Btw if you see a 6ft Asian dude lifting 2 girls to the fish tanks and explaining about fishes or drooling over tank while girls are pulling shirts at LFSs, please say "hi" to me.. Lol


----------



## Steve (Mar 27, 2013)

AHH! I wanna know how to convince my mom to let me get a few more tanks.. especially saltwater xD I think once I start breeding and selling more fish she might start to be a bit more okay with it.. Good story though jhj!


----------



## jhj0112 (Jul 30, 2013)

yeah steve! that is my next project! lol I ONLY have 3 tanks (90g, 15g, 3g) lol


----------



## SeaHorse_Fanatic (Apr 22, 2010)

I convince my daughter Felicia that she needs another tank. So far, she has a RSM 35g reef with puffer fish, a 6g fw shrimp tank, a 8g fw tropical planted community Fluval Flora and a 2g Spec mini-reef. So I have my 165g, 60g 2' cube "Nemo" tank and the rest are Felicia's :bigsmile: 

I also get fish my wife loves, like Porcupine Puffers.


----------



## jhj0112 (Jul 30, 2013)

ding!! light bulb!! I think I may find the way to get a s/w tank.. NEMO!! lol



SeaHorse_Fanatic said:


> I convince my daughter Felicia that she needs another tank. So far, she has a RSM 35g reef with puffer fish, a 6g fw shrimp tank, a 8g fw tropical planted community Fluval Flora and a 2g Spec mini-reef. So I have my 165g, 60g 2' cube "Nemo" tank and the rest are Felicia's :bigsmile:
> 
> I also get fish my wife loves, like Porcupine Puffers.


----------



## Grimas64 (Sep 28, 2012)

What I do is buy what I need and well don't say anything....


----------



## Grimas64 (Sep 28, 2012)

lying will put you in the dog house, and we want to be in the fish house. be sneaky and sly maybe she wont notice


----------



## Master wilkins (Dec 10, 2012)

I'm just like "I'm going to go get some fish/fish stuff"... She gives me a look, then I'm on my way out the door!


----------



## Livyding (Feb 6, 2013)

Ahh... The life of being single and not living with family. The worst I get is my roommate going, "Hey!! Is that ANOTHER fish tank?! What is wrong with you, ya freak!" And then it's over and I'm free to continue my hobby/obsession!


----------



## crimper (Oct 20, 2010)

I work 2 jobs, my 8-5 goes to her account and my moonlight pay goes to my hobby.... no argument needed. No partime, no hobby :lol:


----------



## SeaHorse_Fanatic (Apr 22, 2010)

I'm not lying. Those tanks are Felicia's. She even has been helping her Daddy with sw water changes since she was two. If you ask her, she will tell you those are her tanks and she feeds them and helps choose what goes in them. Irene also knows I won't buy anything unless it is a good deal so she doesn't bug me about how much I spend. She's more concerned about how much extra equipment and tanks I have stored around the house.


----------



## scott tang (Jan 29, 2012)

well my mom likes the hobie and my dad has memories of jds so parents are good about it I had 8 tanks in the living dining room at one time lol

I got my girl friend to buy a pictus cat when one of thie employees told her that they liked to liv in schools and it was the only one left


----------



## dino (Aug 29, 2011)

I always say and she agrees I could be doing alot worse things


----------



## TomC (Apr 21, 2010)

Steve said:


> AHH! I wanna know how to convince my mom to let me get a few more tanks.. especially saltwater xD I think once I start breeding and selling more fish she might start to be a bit more okay with it.. Good story though jhj!
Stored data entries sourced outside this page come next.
PR #325, opened 2021-06-09
Defer creation of caching hash file

kammoh:
The caching hash files were creating in the beginning of checks. In case `CachingAnnotation` was used and there were any issues during Verilator cpp generation/build (e.g. problem with Verilator installation or version), verilator generation would never run again (after fixing the installation issue). The user needed to manually delete the previous directory or hash files.
Caching hash is consolidated into a single `caching.hash` file. Should potentially make the cached run a little faster.
Also avoids needless overwrites.


ekiwi (approved):
LGTM. Thanks! :ship:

 Remind her that she should be happy you are spending time at home taking care of the tanks, and not out getting into trouble.


----------



## AdobeOtoCat (Dec 10, 2011)

Mmm what I tell my gf is that my corals will grow and I can sell them. 
I said her nail polishes cannot be sold...and that my coral money can help fund her nail polish addictions ...once in a while lol. 
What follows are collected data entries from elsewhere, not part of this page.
PR #326, opened 2021-06-10
Demonstrate back-pressure in decoupled interface testing

chick:
Adds a test that illustrates back-pressure input stalling by occasionally inserting
extra steps in enqueue and dequeue blocks

Based on [BootCamp PR 153](https://github.com/freechipsproject/chisel-bootcamp/pull/153)

### DIFF
--- a/src/test/scala/chiseltest/tests/DecoupledBackPressureInputStallTest.scala
+++ b/src/test/scala/chiseltest/tests/DecoupledBackPressureInputStallTest.scala
@@ -1,0 +1,171 @@
+package chiseltest.tests
+
+import chisel3._
+import chisel3.experimental.BundleLiterals.AddBundleLiteralConstructor
+import chisel3.util.{Counter, Decoupled}
+import chiseltest.experimental.TestOptionBuilder.ChiselScalatestOptionBuilder
+import chiseltest.internal.WriteVcdAnnotation
+import chiseltest._
+import org.scalatest.freespec.AnyFreeSpec
+import org.scalatest.matchers.must.Matchers.be
+import org.scalatest.matchers.should.Matchers.convertToAnyShouldWrapper
+
+import scala.util.Random
+
+class GcdInputBundle(val w: Int) extends Bundle {
+  val value1 = UInt(w.W)
+  val value2 = UInt(w.W)
+}
+
+class GcdOutputBundle(val w: Int) extends Bundle {
+  val value1 = UInt(w.W)
+  val value2 = UInt(w.W)
+  val gcd    = UInt(w.W)
+}
+/**
+  * Compute GCD using subtraction method.
+  * Subtracts the smaller of registers x and y from the larger until register y is zero.
+  * value input register x is then the Gcd
+  * returns a packet of information with the two input values and their GCD
+  */
+class DecoupledGcd(width: Int) extends Module {
+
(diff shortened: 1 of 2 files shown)


chick:
This replaces #306 with a cleaner interface and a
test with decent examples.

ducky64:
Are you sure these are necessary? The current implementation of [`initSource` ](https://github.com/ucb-bar/chisel-testers2/blob/master/src/main/scala/chiseltest/DecoupledDriver.scala#L12) and [`initSink`](https://github.com/ucb-bar/chisel-testers2/blob/master/src/main/scala/chiseltest/DecoupledDriver.scala#L62) set valid and ready to false, which is intended to be the default state unless temporarily overridden by something like `enqueue` or `expectDequeue`.

Also, are you sure about the implementation? The idea of a timescope is that the pokes inside disappear (and revert) at the end of a timescope. As written, it seems you open a timescope, do a poke, and immediately close the timescope - so it effectively shouldn't do anything. Typically the idea with a timescope is that it should do some kind of operation that advances time, like stepping on a block.

Note that this PR seems to follows the common latching pokes style of writing tests, where you would have to remember to poke (for example) valid = false after asserting valid = true for one transaction. In contrast, the chiseltest style provides a default and a time-scoped temporary override, with the system handling the revert for you.

chick:
@ducky64 Several points:
- I could not get this to work without wrapping using `timescope`s in `notReady` and `notValid`
  - I was unable to get the tests in `DecoupledBackPressureInputStallTest` to work using `initSource` and `initSink`
  - Maybe you could provide an example of how you see the API on this.
- Motivation for this was @wunderabt trying to construct a decoupled back-pressure example for the bootcamp
  - They tried using a slower clock in the module to create the back-pressure but that approach has a lot of problems.
- I'm a big believer in TBUINU "the best UI is no UI", it follows
  - Back-pressure should be built-in to the decoupled tools in some way that is clear and painless
  - Maybe `enqueue`, `dequeue` family could have additional arguments, with good defaults.
  - Maybe @ekiwi has some ideas here.
    - We should make it hard to write tests of decoupled interfaces that don't handle back-pressure
- If this turns out to be really complicated I think we should make some small step that will let us get a bootcamp example

chick:
These errors should be fixed by PR #329

ekiwi (approved):
LGTM

src/test/scala/chiseltest/tests/DecoupledBackPressureInputStallTest.scala
```diff
@@ -0,0 +1,153 @@
...
+      x := bundle.value1
+      y := bundle.value2
+      xInitial := bundle.value1
+      yInitial := bundle.value2
+      busy := true.B
+      output.valid := false.B
+    }
+  }
+
+  val cycles = IO(Output(UInt(32.W)))
```
ducky64, line 75: In a proper design, this wouldn't be part of the DUT right? This is pure test instrumentation? Can this be moved into the test harness, or if a cycle count isn't available yet (is it?) can we have a TODO for it?

ducky64 (changes requested):
Mostly looks good, some stylistic issues.

chick:
Closing as this is more of an example than a test. This was prompted by [Bootcamp PR 153](https://github.com/freechipsproject/chisel-bootcamp/pull/153). 153 has been closed as I believe the DecoupledGCD code demonstrates back-pressure handling already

Sent from my SGH-I727R using Tapatalk 4


----------



## mendoza.inc (Jul 27, 2013)

i tell my wife u buy shoes i buy fish


----------



## target (Apr 21, 2010)

My wife knows it's my hobby, and doesn't bother me about it as long as the money isn't taking away from what the house needs. That, and i let her go shopping whenever she wants to.


----------



## SeaHorse_Fanatic (Apr 22, 2010)

In the past, I would give Irene a C note for her Boxing Day shopping when I go out to J&L and King Ed's for my Boxing Day shopping. That way she looks FORWARD to my going fish/coral shopping instead of giving me a hard time about how much I spend.


----------



## scott tang (Jan 29, 2012)

this is good stuff for my futcher lol


----------



## onefishtwofish (Apr 21, 2010)

ahhhhhhhh.......addiction...............already plotting how to cover it up....poor scott


----------



## inuudo (Sep 23, 2012)

mendoza.inc said:


> i tell my wife u buy shoes i buy fish


I buy shoes AND fish! :lol:

Seriously, though, we both have hobbies that have their own expenses and we both have jobs, so once the bills and savings are covered, we don't have to account to each other about our spending.


----------



## jbyoung00008 (May 16, 2011)

My girlfriend is pretty understanding about my fish addiction. I can see she thinks Im nuts but as Dino mentioned I could be doing a lot worse things. 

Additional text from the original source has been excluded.